▶ [PROMPT]
Look through the lines below for the word "course", and copy every line that has it.

TASK DATA START

PR #1543, opened 2024-09-19
Hill shading new algorithms and improvements

Sublimis:
- New multi-threaded hill shading algorithms
- General hill shading improvements

- Delete mapsforge-map/src/main/java/org/mapsforge/map/layer/hills/ClearAsymmetryShadingAlgorithm.java
- Update HillshadingMapViewer.java
- Update Samples.java


devemux86:
@Sublimis thanks for the detailed work!

The results are indeed impressive. :+1:

devemux86:
@Sublimis 

Is there more work or can I prepare a release for Mapsforge?

Sublimis:
@devemux86 

For now, there are no immediate plans for more work. A little later, maybe in a week or two, we'll try to see if anything else regarding hill shading can be optimized for performance, but for now everything looks fine.

Perhaps it should be noted that we have not published the high-resolution algorithm yet, we'll leave that also for another time. We concluded that it doesn't make much of an improvement over the standard algorithm as it currently stands, first we'll have to improve the equations, if it will be possible.

Thanks! 🙂

devemux86:
@Sublimis 

Is the high-resolution algorithm intended for all data resolutions or only for 1" data?

1" data may be more detailed, but it takes much longer to process and render.
Also they are not available for all countries.

Sublimis:
@devemux86 

It is intended for all DEM resolutions, just like other algorithms (or better to sad "should be intended", if we manage to get it right and publish it).

Yes, the 1" DEM data is 9x larger (25 MB per file), thus one would expect 9x times more processing time, however if the bottleneck of the system is (single-threaded) computing (and not storage or something else) then one can set the number of computing threads (using `ClasyParams`) to e.g. two or three (2 or 3) and improve the performance to a factor less than 9.

devemux86:
> can set the number of computing threads (using ClasyParams) to e.g. two or three (2 or 3) and improve the performance to a factor less than 9.

I tried this, but the result of processing 1" is still slow.
So users will definitely complain about the slow map performance.

devemux86:
@Sublimis 

> can set the number of computing threads (using ClasyParams) to e.g. two or three (2 or 3) and improve the performance to a factor less than 9.

I tried this, but the result of processing 1" is still slow.
So users will definitely complain about the slow map performance.

Sublimis:
@devemux86 

You're testing on desktop? We've tested only on Android, but on desktop it should be even faster, at least in theory.
Older algorithms (Diffuse, Simple), are also slow (and even slower), right?

If the bottleneck is the storage, then there's nothing you can do to improve performance unfortunately.
You can override the `notifyReadingPaced(int)` callback and see if it ever gets called (with 1 computing thread, the default). If not, then the storage is a definite bottleneck on your test system.

devemux86:
@Sublimis 

I test both platforms, but 1" is slow even on powerful desktop with ssd compared to 3".
(and it is slower on mobile)

Sublimis:
@devemux86 

But the new algorithm is not slower in this regard compared to older algorithms, when multi-threading is used?

devemux86:
@devemux86 

I just mean that I tried the new multi-threading with 1" and have not seen significant improvement.
(changing `AThreadedHillShading.ComputingThreadsCountDefault` to e.g. 8)

devemux86:
@Sublimis 

I just mean that I tried the new multi-threading with 1" data and have not seen significant improvement.
(changing `AThreadedHillShading.ComputingThreadsCountDefault` to e.g. `8`)

devemux86:
@Sublimis 

The new improved hill shade rendering is more clear, very nice work! :+1:

Sublimis:
@devemux86 

Thanks! We really optimized the calculations heavily, so you probably do not get `notifyReadingPaced` called because calculations are much faster than reading data on most systems, even with just one extra computing thread. Maybe in the future it would be good to see if DEM data reading can be made multi-threaded as well (currently only one thread is reading the data). Not sure if this would help, but who knows.

devemux86:
@Sublimis 

I also like the `HillShadingUtils`.
We use something similar in VTM, see the [FastMath](https://github.com/mapsforge/vtm/blob/master/vtm/src/org/oscim/utils/FastMath.java) and [MathUtils](https://github.com/mapsforge/vtm/blob/master/vtm/src/org/oscim/utils/math/MathUtils.java).

---

How many computing threads do you recommend?
Depending on device cpu cores? Or keep the default 1?

Sublimis:
@devemux86 

The default value of 1 is sufficient for most systems, since the calculations are few and fast. Also don't forget that the `AbsShadingAlgorithmDefaults .convert()` method is already being called from multiple threads at the same time. We'll try to compile the test results next week, but as a theoretical example, let's assume for simplicity that the reading task takes 80% of the time, while the calculation task takes 20%. A multi-threaded implementation will theoretically perform computing ("20% task") at the same time as reading ("80% task"), so the total runtime will be 80% of the time of a single-threaded implementation. More computing threads are only really needed if the computation time increases to more than 50% of the total runtime in a single-threaded implementation. This is of course difficult to assess, so if someone is interested in whether more threads should be inserted into the algorithm, they should see if `notifyReadingPaced` is called and how many times.

devemux86:
@Sublimis 

Have you noticed any difference in performance if we use zipped dem data?

Sublimis:
So, we implemented multi-threaded reading of DEM files as well. Speeds up hill shading on systems where a single thread cannot saturate storage. We can prepare the pull request tomorrow.

devemux86:
@Sublimis 

Could we implement an API to query the elevation for specific coordinates from the hill shading data?

Sublimis:
Of course. We're talking about use in navigation, for a given array of lat/lon-s return an array of altitudes, right?

devemux86:
@Sublimis 

For all purposes, something simple: input = (latitude, longitude) and output = elevation.

If it is expensive to retrieve, it could be extended to for list of coordinates.

Sublimis:
@devemux86 

Not a problem, but it may take a week or two to implement. If the release of the new version is planned earlier, it could be postponed to the next one.

Here you can try the fully multi-threaded hill shading, with 2 read threads and 1 compute thread by default (per caller thread): [https://github.com/Sublimis/mapsforge/tree/hillshading-04](https://github.com/Sublimis/mapsforge/tree/hillshading-04). We haven't submitted a pull request yet as we are now experimenting with bicubic interpolation applied to the hill shading, which should theoretically make it look the best it can (smoother). Everything that has been done so far remains valid, this will only be an addition for use cases where looks are more important than performance. We should have the first results by tomorrow, if all goes well the pull request could be ready soon after (with additional modifications to the `AThreadedHillShading.java`).

devemux86:
@Sublimis Thanks for your work, I will check it! :+1: 

About the release of the next version, we should not delay it too much,
as it's important that developers can try the next version soon, it already contains many new features.

Let's complete the hillshading rendering with what else is needed
and we can add the elevation API after the next version.

devemux86:
@Sublimis all seem fine.

- It mentions 2 reading threads, but the `AThreadedHillShading.ReadingThreadsCountDefault` is 1?
Or it means 1 extra reading thread + the main reading thread = 2?

- Please check the formatting of the code.
This branch has several changes with unneeded new lines in `{` and `}`.

devemux86:
@Sublimis 

I will wait for your next pull request with all the improvements
and if there is no more work, I can program a new version of Mapsforge.

Sublimis:
@devemux86 

>     * It mentions 2 reading threads, but the `AThreadedHillShading.ReadingThreadsCountDefault` is 1?
>       Or it means 1 extra reading thread + the main reading thread = 2?

Yes, that means 1 additional thread. We further clarified this in the javadoc.
A pull request with additional changes to `AThreadedHillShading` (and small tweaks to `AClasyHillShading` to support the new functionality) will be ready today.

devemux86:
@Sublimis 

Do you mean it will include all remaining hillshading rendering improvements?

You mentioned above about bicubic interpolation.

Sublimis:
@devemux86 

> @Sublimis
> 
> Do you mean it will include all remaining hillshading rendering improvements?
> 
> You mentioned above about bicubic interpolation.

Yes.
Sorry for the delay. We are working around the clock to complete this as soon as possible.

Sublimis:
Done, PR will be made sometime during the day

TASK DATA END

▶ [EXPECTED OUTPUT]
The default value of 1 is sufficient for most systems, since the calculations are few and fast. Also don't forget that the `AbsShadingAlgorithmDefaults .convert()` method is already being called from multiple threads at the same time. We'll try to compile the test results next week, but as a theoretical example, let's assume for simplicity that the reading task takes 80% of the time, while the calculation task takes 20%. A multi-threaded implementation will theoretically perform computing ("20% task") at the same time as reading ("80% task"), so the total runtime will be 80% of the time of a single-threaded implementation. More computing threads are only really needed if the computation time increases to more than 50% of the total runtime in a single-threaded implementation. This is of course difficult to assess, so if someone is interested in whether more threads should be inserted into the algorithm, they should see if `notifyReadingPaced` is called and how many times.
Of course. We're talking about use in navigation, for a given array of lat/lon-s return an array of altitudes, right?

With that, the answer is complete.